Among the entries that follow, find the lines containing the string "font" and copy them.
··· Records supplied ···
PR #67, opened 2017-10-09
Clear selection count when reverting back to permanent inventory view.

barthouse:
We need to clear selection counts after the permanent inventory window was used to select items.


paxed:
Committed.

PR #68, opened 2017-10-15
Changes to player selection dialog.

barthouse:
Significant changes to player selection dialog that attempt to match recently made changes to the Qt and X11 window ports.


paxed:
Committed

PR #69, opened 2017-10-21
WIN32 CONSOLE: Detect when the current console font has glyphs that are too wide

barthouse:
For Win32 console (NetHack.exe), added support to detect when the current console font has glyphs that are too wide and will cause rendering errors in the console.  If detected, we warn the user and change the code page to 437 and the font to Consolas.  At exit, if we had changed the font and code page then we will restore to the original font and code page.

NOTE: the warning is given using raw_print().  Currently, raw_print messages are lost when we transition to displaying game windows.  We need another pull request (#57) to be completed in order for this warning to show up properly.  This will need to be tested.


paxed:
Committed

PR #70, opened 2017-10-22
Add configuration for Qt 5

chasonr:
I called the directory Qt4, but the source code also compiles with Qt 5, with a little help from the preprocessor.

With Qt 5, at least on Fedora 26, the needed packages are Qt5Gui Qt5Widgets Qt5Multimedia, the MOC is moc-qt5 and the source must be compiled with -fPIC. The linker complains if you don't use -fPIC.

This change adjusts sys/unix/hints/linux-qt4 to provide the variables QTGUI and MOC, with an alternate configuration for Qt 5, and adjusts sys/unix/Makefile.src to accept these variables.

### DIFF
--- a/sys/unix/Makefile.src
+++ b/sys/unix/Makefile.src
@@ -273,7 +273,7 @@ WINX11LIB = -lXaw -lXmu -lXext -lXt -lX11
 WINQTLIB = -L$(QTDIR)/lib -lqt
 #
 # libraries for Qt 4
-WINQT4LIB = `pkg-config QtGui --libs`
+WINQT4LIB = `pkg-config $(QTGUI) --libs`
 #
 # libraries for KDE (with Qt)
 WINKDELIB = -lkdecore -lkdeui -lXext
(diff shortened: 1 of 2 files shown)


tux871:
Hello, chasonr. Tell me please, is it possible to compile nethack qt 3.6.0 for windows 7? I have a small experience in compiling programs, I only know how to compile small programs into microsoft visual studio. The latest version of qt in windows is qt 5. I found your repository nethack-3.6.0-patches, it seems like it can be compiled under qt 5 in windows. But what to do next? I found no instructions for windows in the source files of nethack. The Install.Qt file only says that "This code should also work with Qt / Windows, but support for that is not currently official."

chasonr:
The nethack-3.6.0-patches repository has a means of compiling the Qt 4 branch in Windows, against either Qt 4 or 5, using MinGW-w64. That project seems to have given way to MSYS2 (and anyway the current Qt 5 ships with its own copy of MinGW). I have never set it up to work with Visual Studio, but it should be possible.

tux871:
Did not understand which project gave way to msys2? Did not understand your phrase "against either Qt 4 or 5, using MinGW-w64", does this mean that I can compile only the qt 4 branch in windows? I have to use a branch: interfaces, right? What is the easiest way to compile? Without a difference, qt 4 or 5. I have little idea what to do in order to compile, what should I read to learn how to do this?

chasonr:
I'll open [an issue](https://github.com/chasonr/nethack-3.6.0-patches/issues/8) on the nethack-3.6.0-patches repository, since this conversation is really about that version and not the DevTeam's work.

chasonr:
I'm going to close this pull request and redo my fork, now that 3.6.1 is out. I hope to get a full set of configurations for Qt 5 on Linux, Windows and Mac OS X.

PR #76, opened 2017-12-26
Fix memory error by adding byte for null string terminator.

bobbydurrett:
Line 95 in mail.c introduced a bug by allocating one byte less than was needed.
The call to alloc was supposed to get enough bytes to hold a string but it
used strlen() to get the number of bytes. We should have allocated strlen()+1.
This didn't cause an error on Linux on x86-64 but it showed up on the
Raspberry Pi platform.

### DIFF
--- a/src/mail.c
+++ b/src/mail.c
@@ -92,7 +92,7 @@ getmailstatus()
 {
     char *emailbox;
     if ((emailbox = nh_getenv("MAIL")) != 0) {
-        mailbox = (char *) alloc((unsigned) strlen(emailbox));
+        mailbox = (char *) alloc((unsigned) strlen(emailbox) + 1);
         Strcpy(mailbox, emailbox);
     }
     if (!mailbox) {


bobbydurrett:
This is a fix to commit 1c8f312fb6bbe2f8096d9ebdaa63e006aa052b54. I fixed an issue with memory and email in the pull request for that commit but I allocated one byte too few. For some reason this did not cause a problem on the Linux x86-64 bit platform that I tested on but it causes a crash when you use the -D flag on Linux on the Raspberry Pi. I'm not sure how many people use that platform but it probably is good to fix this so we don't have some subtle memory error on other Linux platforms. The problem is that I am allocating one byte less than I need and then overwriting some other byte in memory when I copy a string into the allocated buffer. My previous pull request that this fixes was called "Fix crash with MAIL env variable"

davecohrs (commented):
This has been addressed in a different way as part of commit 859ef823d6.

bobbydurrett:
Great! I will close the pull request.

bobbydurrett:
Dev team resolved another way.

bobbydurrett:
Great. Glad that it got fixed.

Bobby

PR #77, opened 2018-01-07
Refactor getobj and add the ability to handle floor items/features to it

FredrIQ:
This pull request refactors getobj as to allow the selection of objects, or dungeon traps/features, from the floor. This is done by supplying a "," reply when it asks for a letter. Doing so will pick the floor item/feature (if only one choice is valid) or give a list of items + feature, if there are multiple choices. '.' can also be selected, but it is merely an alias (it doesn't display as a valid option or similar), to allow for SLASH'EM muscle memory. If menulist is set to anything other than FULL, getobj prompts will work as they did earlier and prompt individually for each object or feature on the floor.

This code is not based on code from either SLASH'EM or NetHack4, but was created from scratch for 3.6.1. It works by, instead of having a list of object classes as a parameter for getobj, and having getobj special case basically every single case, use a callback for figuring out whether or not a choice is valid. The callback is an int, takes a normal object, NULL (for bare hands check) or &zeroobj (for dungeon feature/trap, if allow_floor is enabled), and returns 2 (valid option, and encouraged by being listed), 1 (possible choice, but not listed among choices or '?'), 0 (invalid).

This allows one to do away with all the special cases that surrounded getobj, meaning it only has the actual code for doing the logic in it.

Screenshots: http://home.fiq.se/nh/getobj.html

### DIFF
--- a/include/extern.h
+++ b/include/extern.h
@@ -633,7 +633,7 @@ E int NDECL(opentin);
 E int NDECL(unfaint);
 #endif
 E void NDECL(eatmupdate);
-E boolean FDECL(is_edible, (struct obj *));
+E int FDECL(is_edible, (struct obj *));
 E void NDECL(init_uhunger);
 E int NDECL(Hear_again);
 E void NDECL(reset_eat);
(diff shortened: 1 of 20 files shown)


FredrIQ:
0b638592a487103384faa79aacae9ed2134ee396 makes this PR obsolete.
···
··· Records supplied ···
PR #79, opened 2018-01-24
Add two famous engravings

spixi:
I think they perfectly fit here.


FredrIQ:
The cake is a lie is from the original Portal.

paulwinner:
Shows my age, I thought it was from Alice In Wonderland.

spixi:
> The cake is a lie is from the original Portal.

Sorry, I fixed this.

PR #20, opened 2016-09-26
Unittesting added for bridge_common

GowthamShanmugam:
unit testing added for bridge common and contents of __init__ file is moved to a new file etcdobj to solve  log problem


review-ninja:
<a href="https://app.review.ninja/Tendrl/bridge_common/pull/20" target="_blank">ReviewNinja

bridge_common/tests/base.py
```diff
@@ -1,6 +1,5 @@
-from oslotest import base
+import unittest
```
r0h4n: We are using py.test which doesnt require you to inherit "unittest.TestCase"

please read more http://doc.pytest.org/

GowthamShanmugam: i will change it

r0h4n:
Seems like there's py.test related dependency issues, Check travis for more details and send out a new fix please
···
# The completed task
WIN32 CONSOLE: Detect when the current console font has glyphs that are too wide
For Win32 console (NetHack.exe), added support to detect when the current console font has glyphs that are too wide and will cause rendering errors in the console.  If detected, we warn the user and change the code page to 437 and the font to Consolas.  At exit, if we had changed the font and code page then we will restore to the original font and code page.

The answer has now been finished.